The interesting thing is that “No Excuses Klein” so often uses the excuse that he is prevented from making real improvements because of the union contract, whatever is left of it. When only one paragraph remains defining some clause that gives teachers the right to pee once a day, Klein will be claiming that provision is what is keeping him from improving the schools.

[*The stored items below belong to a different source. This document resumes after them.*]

PR #1879, opened 2026-01-27
feat(opds): Add option to skip metadata feed for direct access

zeedif:
This PR adds a configuration option, `server.opdsSkipChapterMetadataFeed`, to allow the chapter list to handle everything the metadata feed used to do. Instead of having to tap into each chapter to find the download or stream links, they are now available directly in the main list. This is a big quality-of-life improvement for KOReader users or anyone using automated downloaders.

### 1. Optimization and Logic Cleanup
- **`ChapterForDownload.kt`**: I've extracted some of the internal logic (`updateChapterPersistence` and `refreshChapterPageList`) to make it reusable. This allows the server to verify local files and update database page counts in bulk much more efficiently, without relying on the full download-ready flow.

### 2. Making the Chapter List "Smarter"
- **`ChapterRepository.kt`**: When the "skip metadata" flag is on, the repository now enriches the chapter list asynchronously. It checks the download status, fixes DB mismatches on the fly, and calculates the **CBZ file size**. This way, the list has all the info it needs (like the "Downloaded" status and size) without needing a sub-feed.
- **`OpdsEntryBuilder.kt`**: I moved the logic that generates download (CBZ) and stream (OPDS-PSE) links so it can be injected directly into the chapter list entries. I also moved the visual state indicators (like the "Downloaded" icon) to the list titles.

### 3. KoSync Integration
- I’ve integrated **KoSync** directly into the chapter list. It now checks for remote progress while generating the list.
- Since we lose the "Metadata" screen where a user could manually resolve a conflict, I’ve made it non-blocking: it applies updates if the strategy says so, but if it's set to `PROMPT`, it just stays quiet and uses the local progress to keep the feed moving.

### 4. Configuration and DTOs
- Added the new setting to `ServerConfig.kt` (ProtoNumber 86).
- Updated the DTOs (`OpdsChapterListAcqEntry` and `OpdsChapterMetadataAcqEntry`) to carry the `downloaded` status and `cbzFileSize` info.
- Added a note in `Configuring-Suwayomi-Server.md` about how this affects syncing.

## Why do this?
It saves a lot of navigation. Instead of *Chapter List -> Metadata Feed -> Download*, it’s just *Chapter List -> Download*. It makes the whole OPDS integration feel more responsive and works much better with tools that try to index or bulk-download chapters.

### DIFF
--- a/server/src/main/kotlin/suwayomi/tachidesk/manga/impl/ChapterDownloadHelper.kt
+++ b/server/src/main/kotlin/suwayomi/tachidesk/manga/impl/ChapterDownloadHelper.kt
@@ -71,13 +71,46 @@ object ChapterDownloadHelper {
                     .select(ChapterTable.columns + MangaTable.columns)
                     .where { ChapterTable.id eq chapterId }
                     .firstOrNull() ?: throw IllegalArgumentException("ChapterId $chapterId not found")
+
             val chapter = ChapterTable.toDataClass(row)
-            val mangaTitle = row[MangaTable.title]
+            val mangaTitle = row[MangaTable.title].trim()
 
-            val scanlatorPart = chapter.scanlator?.let { "[$it] " } ?: ""
-            val fileName = "$mangaTitle - $scanlatorPart${chapter.name}.cbz"
+            val scanlatorName = chapter.scanlator?.trim()?.takeIf { it.isNotEmpty() }
+            val chapterName = chapter.name.trim().takeIf { it.isNotEmpty() }
 
-            Pair(chapter, fileName)
+            val fileName =
+                buildString {
+                    append(mangaTitle)
+                    append(" - ")
+
+                    if (chapterName != null) {
+                        append(chapterName)
+                    } else if (chapter.chapterNumber >= 0f) {
+                        // chapterNumber is stored as Float, drop .0 for whole numbers.
+                        val formatNumber =
+                            if (chapter.chapterNumber % 1 == 0f) {
+                                chapter.chapterNumber.toInt().toString()
+                            } else {
+                                chapter.chapterNumber.toString()
+                            }
+                        append("#$formatNumber")
+                    } else {
+                        // Fallback when neither name nor valid chapter number exists
+                        append("#${chapter.index}")
+                    }
+
+                    if (scanlatorName != null) {
+                        append(" [")
+                        append(scanlatorName)
+                        append("]")
+                    }
+                    append(".cbz")
+                }
+
+            // Sanitize filename for OS compatibility
+            val safeFileName = fileName.replace(Regex("[\\\\/:*?\"<>|]"), "_")
+
+            Pair(chapter, safeFileName)
         }
 
     fun getCbzForDownload(
--- a/server/src/main/kotlin/suwayomi/tachidesk/manga/impl/ChapterDownloadHelper.kt
+++ b/server/src/main/kotlin/suwayomi/tachidesk/manga/impl/ChapterDownloadHelper.kt
@@ -64,6 +64,11 @@ object ChapterDownloadHelper {
         chapterId: Int,
     ): Pair<InputStream, Long> = provider(mangaId, chapterId).getAsArchiveStream()
 
+    fun getChapterArchiveSize(
+        mangaId: Int,
+        chapterId: Int,
+    ): Long = provider(mangaId, chapterId).getArchiveSize()
+
     private fun getChapterWithCbzFileName(chapterId: Int): Pair<ChapterDataClass, String> =
         transaction {
             val row =
--- a/server/src/main/kotlin/suwayomi/tachidesk/manga/impl/ChapterDownloadHelper.kt
+++ b/server/src/main/kotlin/suwayomi/tachidesk/manga/impl/ChapterDownloadHelper.kt
@@ -71,46 +71,13 @@ object ChapterDownloadHelper {
                     .select(ChapterTable.columns + MangaTable.columns)
                     .where { ChapterTable.id eq chapterId }
                     .firstOrNull() ?: throw IllegalArgumentException("ChapterId $chapterId not found")
-
             val chapter = ChapterTable.toDataClass(row)
-            val mangaTitle = row[MangaTable.title].trim()
+            val mangaTitle = row[MangaTable.title]
 
-            val scanlatorName = chapter.scanlator?.trim()?.takeIf { it.isNotEmpty() }
-            val chapterName = chapter.name.trim().takeIf { it.isNotEmpty() }
+            val scanlatorPart = chapter.scanlator?.let { "[$it] " } ?: ""
+            val fileName = "$mangaTitle - $scanlatorPart${chapter.name}.cbz"
 
-            val fileName =
-                buildString {
-                    append(mangaTitle)
-                    append(" - ")
-
-                    if (chapterName != null) {
-                        append(chapterName)
-                    } else if (chapter.chapterNumber >= 0f) {
-                        // chapterNumber is stored as Float, drop .0 for whole numbers.
-                        val formatNumber =
-                            if (chapter.chapterNumber % 1 == 0f) {
-                                chapter.chapterNumber.toInt().toString()
-                            } else {
-                                chapter.chapterNumber.toString()
-                            }
-                        append("#$formatNumber")
-                    } else {
-                        // Fallback when neither name nor valid chapter number exists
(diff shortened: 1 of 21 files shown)


zeedif:
Updated the PR to incorporate some improvements I found during my daily use:

- Added a fallback for empty chapter titles (to "Chapter X" or "Oneshot") because some extensions don't provide names and it looked broken in the feed.
- Source names now include their language code (e.g., `Source (EN)`) to avoid confusion, especially with multi-language extensions where it was hard to tell which one to select.
- Fixed a bug in the CBZ filename builder that left an awkward space between the scanlator brackets and the `.cbz` extension when the chapter name was missing.

server/src/main/kotlin/suwayomi/tachidesk/manga/impl/ChapterDownloadHelper.kt
```diff
@@ -71,13 +71,46 @@ object ChapterDownloadHelper {
...
+                        append(scanlatorName)
+                        append("]")
+                    }
+                    append(".cbz")
+                }
+
+            // Sanitize filename for OS compatibility
+            val safeFileName = fileName.replace(Regex("[\\\\/:*?\"<>|]"), "_")
+
+            Pair(chapter, safeFileName)
```
Syer10: What is the point of these changes? I would rather not change how CBZs are named on the disk.

zeedif: Actually, I noticed some issues with the old logic while testing the downloads. 

If a manga didn't have a `chapter.name`, they ended up named like `"mangaTitle - scanlatorPart .cbz"`, or just `"mangaTitle - .cbz"` if there was no scanlator. This was a bit risky because multiple chapters could overwrite each other with the same name, and it also left an ugly empty space before the `.cbz` extension.

To fix this, I trimmed the strings and added a fallback: if `chapter.name` is missing, it now uses the `chapterNumber` so every file stays unique. Since we are now guaranteed to have a chapter identifier, I moved the scanlator name to the end in brackets `[scanlator]` to make it look cleaner.

Lastly, I added a simple regex to replace invalid characters (`/`, `:`, `*`, `?`, `"`, `<`, `>`, `|`, and `\`) with underscores. This prevents the download from failing if any manga, chapter, or scanlator names contain characters that the OS doesn't support. I'm not entirely sure if this sanitization is strictly necessary since browsers usually clean up invalid characters during download anyway, but I figured it was safer to have it in place.

zeedif: For example, the InManga (ES) extension has no chapter.scalator, while Hitomi doesn't save a chapter.name (since each manga only has a single chapter). Since I don't know how every extension behaves, I proposed this fallback logic, but I'm completely fine with reverting or changing any part of it if you prefer—my main goal is just to prevent that awkward empty space before the extension when the chapter name is missing.

zeedif: Also, I remembered why I swapped the order of the chapter name and the scanlator: many chapters are just named 'Chapter X'. Putting the scanlator first breaks the sequential sorting on disk when a manga has releases from multiple different scanlators. Placing the chapter name first keeps the files sorted in order, leaving the scanlator at the end purely as a reference.

Syer10: Can you split ChapterForDownload.kt and ChapterDownloadHelper.kt changes to another PR, or are they needed here?

zeedif: I've reverted the `ChapterDownloadHelper.kt` filename changes as requested. Regarding `ChapterForDownload.kt`, I'm currently looking into reverting it, but there's a performance catch. The reason I extracted `updateChapterPersistence` and `refreshChapterPageList` was to avoid the N+1 query problem in the OPDS chapter list.

If I just call `getChapterDownloadReady()` directly in a loop for all 50 chapters in the feed, it triggers redundant DB `SELECT` queries for every single chapter. By extracting the internal logic, I can do the disk checks and update the DB in parallel using the chapter data we already fetched in bulk.

zeedif: Alternatively, I can make skipMetadata non-functional for now (keeping the traditional feed) and open a separate, dedicated PR for the entire skipMetadata implementation and its optimization logic. Let me know which approach you prefer.

server/src/main/kotlin/suwayomi/tachidesk/opds/repository/ChapterRepository.kt
```diff
@@ -38,69 +51,163 @@ object ChapterRepository {
...
+                                        }.getOrDefault(0)
+                                }
+                            }
+                        }
+
+                        // Calculate CBZ size if downloaded
+                        val cbzFileSize =
+                            if (isDownloaded) {
+                                runCatching {
+                                    ChapterDownloadHelper.getArchiveStreamWithSize(entry.mangaId, entry.id).second
```
Syer10: Why is this not using `ChapterDownloadHelper.getCbzMetadataForDownload`? Seems like a better fit.

Also if you still use this, you need to close the unused stream
```suggestion
                                    ChapterDownloadHelper.getArchiveStreamWithSize(entry.mangaId, entry.id).also { it.first.close() }.second
```

server/src/main/kotlin/suwayomi/tachidesk/opds/repository/ChapterRepository.kt
```diff
@@ -38,69 +51,163 @@ object ChapterRepository {
...
+            lastPageRead = chapterDataClass.lastPageRead,
+            lastReadAt = chapterDataClass.lastReadAt,
+            sourceOrder = chapterDataClass.index,
+            downloaded = chapterDataClass.downloaded,
+            pageCount = chapterDataClass.pageCount,
+            url = chapterDataClass.realUrl,
+            cbzFileSize =
+                if (chapterDataClass.downloaded) {
+                    withContext(Dispatchers.IO) {
+                        runCatching { ChapterDownloadHelper.getArchiveStreamWithSize(mangaId, chapterDataClass.id).second }.getOrNull()
```
Syer10: Same as the other review.

```suggestion
                        runCatching { ChapterDownloadHelper.getArchiveStreamWithSize(mangaId, chapterDataClass.id).also { it.first.close() }.second }.getOrNull()
```

server/src/main/kotlin/suwayomi/tachidesk/manga/impl/chapter/ChapterForDownload.kt
```diff
@@ -31,6 +31,87 @@ import suwayomi.tachidesk.manga.model.table.PageTable
...
+            needsUpdate = true
+        }
+        needsUpdate
+    }
+}
+
+suspend fun refreshChapterPageList(
+    mangaId: Int,
+    chapterId: Int,
+): Int {
```
Syer10, line 75: We need to be able to pass the original chapterEntry from ChapterForDownload here, so add a nullable parameter so it only grabs it when we need it.

Syer10 (changes requested):

Syer10 (commented):
Also add a changelog entry

zeedif:
I've just pushed a couple of commits applying your suggestions. I avoided `getCbzMetadataForDownload` because it executes a database transaction to retrieve the manga/chapter titles for the filename. Doing this in a loop across the feed's chapters would reintroduce the N+1 DB query issue I'm trying to fix with this extraction.

However, you are absolutely right about the unclosed stream leak. Instead of opening a stream just to close it immediately with `.also { it.first.close() }`, I added a small `getChapterArchiveSize` helper in `ChapterDownloadHelper.kt` that delegates directly to `provider().getArchiveSize()`. This gets the size without opening unnecessary streams. I kept `getArchiveStreamWithSize` intact because it is still actively required by `KoreaderSyncService` (which needs the actual bytes to compute the binary file hash).

I also added the nullable existingChapterEntry: ResultRow? = null parameter to refreshChapterPageList so we can reuse the row we already have in ChapterForDownload and save an extra DB query.
 
Finally, I added the entry to CHANGELOG.md as requested. Let me know if anything else is needed.

Syer10 (approved):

The UFT/Unity machine also mouth platitudes about the poor retention rate but in many ways they gain too. With a regressive dues structure that forces newer teachers to pay the same dues as teachers earning twice as much money it doesn’t make a difference in terms of how much money they collect if older teachers are forced out and if there is constant turnover. They benefit politically as newer teachers usually take a few years to see through the flaws in UFT policy, at which point they become ripe to join with an opposition. Meanwhile the leadership can claim big raises at the top level while BloomKleinWein wink at each other knowing most people will never get there.

By keeping a base at the bottom that has little knowledge about the union and can be more easily manipulated by Unity's monopoly on information, it helps Unity execute their prime directive — to hold onto power.